There are several limitations of this study. The sample size of the sub-group with both Aβ and tau-PET was relatively small. The good model fit to data and the fact that paths in our structural equation models were based on previous literature increase our confidence in the correctness of our results despite the limited sample size. Furthermore, many of our conclusions are consistent with a recent study with a different statistical approach and a novel tau PET-tracer [66]. Nevertheless, we were limited in investigating potentially moderating effects of sex and APOE genotype or Aβ-independent effects of the APOE genotype [46, 67]. Furthermore, as the participants were selected to represent a relatively healthy aging cohort, the variability in Aβ and tau pathology was low with many participants, particularly women in the tau sub-cohort, having very low Aβ pathology. As for our statistical approach, we chose structural equation modeling because it allowed us to examine multiple variables simultaneously; however, this likely weakened the predictive power of many mediating variables in the model due to suppression of their non-shared variance. Furthermore, the individual structures do not act independently of each other to predict cognition. For example, the MTL is a complex system in which the ensemble likely behaves in ways not predicted by its components [68]. Future research should therefore investigate functional properties of these regions and how they respond to structural atrophy and pathological measures [38]. Finally, we took a closer look into AD-related processes as the a priori knowledge of the pathophysiological processes is broader than is the case, for example, with WMH. However, detrimental effects of WMH on brain structure or cognition would likely be detectable even in healthy adults if more regional WMH were studied [69].

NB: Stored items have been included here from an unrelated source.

PR #1837, opened 2020-08-25
Align white and gold stars in operation output

b17zr:
Increased the size of the white stars to match the gold. Aligned horizontally.


clenk (approved):
Looks good to me, thanks @b17zr! @scottctaylor12

PR #1840, opened 2020-08-26
Command output wraps when viewed in an operation

b17zr:
Long strings in commands will overflow the popup. The change just wraps this text.


clenk (approved):
This looks good to me! @scottctaylor12

PR #1842, opened 2020-08-26
Fixed ability select

b17zr:
Bug: First ability in list is always selected the first time
Reproduction Steps:
1. Open Adversaries
1. Select "add ability"
1. Choose tactic, ex: "collection"
1. Choose technique, ex: "T1005 | Data from Local System"
1. Choose an ability that isn't the first ability in the dropdown, ex: "cURL socket address"
1. Note that the first ability in the dropdown is selected, ex: "Find IP addresses"

The issue seemed to be with prepending the disabled option with the text "X abilities", X being the number of abilities found in the technique. The select box had already selected the first ability by this point, and that ability would be selected the first time the onChange was fired.

### DIFF
--- a/static/js/ability.js
+++ b/static/js/ability.js
@@ -36,20 +36,29 @@ function populateTechniques(parentId, exploits){
     });
 }
 
-function populateAbilities(parentId, exploits){
-    exploits = addPlatforms(exploits);
-    let parent = $('#'+parentId);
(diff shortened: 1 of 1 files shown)


clenk (approved):
Looks good to me! Interestingly, the original bug showed up in Firefox but not Chrome for me.

@scottctaylor12

PR #1844, opened 2020-08-27
Operation adding edits

b17zr:
- Clarified stream message when adding an operation
- Open basic options when first adding an operation (this may be a design choice, but I'd assume that the normal behavior is to open this menu)
- Move "Keep open forever" to the top of the list. This option is default, which makes sense to be at the top of the list.
- Enabled the first option in group and adversaries. These options can be used, but only when the operation modal is first opened. 
- Change the "No profile chosen" option to "No adversary (manual)" for clarification


clenk (approved):
Looks good to me, @scottctaylor12.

In conclusion, we showed that with increasing age, multiple, often sex-modified pathological pathways begin to develop that ultimately may lead to cognitive decline. The contribution of these underlying pathological processes to cognitive alterations were subtle in this cohort and a large proportion of the effect of age on cognition was not mediated by any of the pathological and structural measures included in this analysis. Recognizing these early signs of pathology-related cognitive decline may be critical for selecting individuals for therapies before degenerative processes have progressed too far.